From: Boy Wu <boy.wu@xxxxxxxxxxxx>

In 32bit SMP systems, if multiple CPUs call blkcg_print_stat,
it may cause blkcg_fill_root_iostats to have a concurrent problem
on the seqlock in u64_stats_update, which will cause a deadlock
on u64_stats_fetch_begin in blkcg_print_one_stat.

Thus, replace u64 sync with spinlock to protect iostat update.

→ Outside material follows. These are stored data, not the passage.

PR #2163, opened 2026-07-17
feat: add BitGo TSS MPC signing driver

ravibitgo:
**Summary**

Adds a new signing driver (@canton-network/core-signing-bitgo) that integrates BitGo's TSS MPC custodial wallets as a Canton signing provider.

  - Key model: A BitGo custodial wallet maps 1:1 to a Canton key. walletId is used as the stable key identifier (publicKey) throughout — wallet creation is the createKey flow, and the walletId is passed as keyIdentifier.id on every signing request.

Fixes: ef45fe470e1e ("blk-cgroup: show global disk stats in root cgroup io.stat")
Signed-off-by: Boy Wu <boy.wu@xxxxxxxxxxxx>
---
Change in v2:
- update commit message
- Remove u64_sync
- Replace spin_lock_irq with guard statement
- Replace blkg->q->queue_lock with blkg_stat_lock
Change in v3:
- update commit message
- Add spinlock in blkg_iostat_set structure
- Replace all u64_sync with spinlock for iostat
- Replace blkg_stat_lock with iostat.spinlock
---
block/blk-cgroup.c | 62 +++++++++++++++++++---------------------------
block/blk-cgroup.h | 1 +
2 files changed, 26 insertions(+), 37 deletions(-)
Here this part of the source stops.